Directions for this task: Repeat the entries below exactly, missing none.

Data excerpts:
__________________________________________________

PR #34, opened 2019-07-09
AP-769 Convert Incomes controller to use Apipie

reggieb:
[Jira Ticket AP-769](https://dsdmoj.atlassian.net/browse/AP-769)

Converts the incomes controller to use apipie rather than the JSON schema


spec/requests/incomes_spec.rb
```diff
@@ -0,0 +1,95 @@
...
+    it 'sets success flag to false' do
+      subject
+      expect(parsed_response[:success]).to be true
+    end
+
+    it 'returns blank errors' do
+      subject
+      expect(parsed_response[:errors]).to be_empty
+    end
+
```
stephenrichards: I think we should have a spec which checks that the response contains the created benefit receipts and wage slips.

__________________________________________________

Finished task:
PR #34, opened 2019-07-09
AP-769 Convert Incomes controller to use Apipie

reggieb:
[Jira Ticket AP-769](https://dsdmoj.atlassian.net/browse/AP-769)

Converts the incomes controller to use apipie rather than the JSON schema


spec/requests/incomes_spec.rb
```diff
@@ -0,0 +1,95 @@
...
+    it 'sets success flag to false' do
+      subject
+      expect(parsed_response[:success]).to be true
+    end
+
+    it 'returns blank errors' do
+      subject
+      expect(parsed_response[:errors]).to be_empty
+    end
+
```
stephenrichards: I think we should have a spec which checks that the response contains the created benefit receipts and wage slips.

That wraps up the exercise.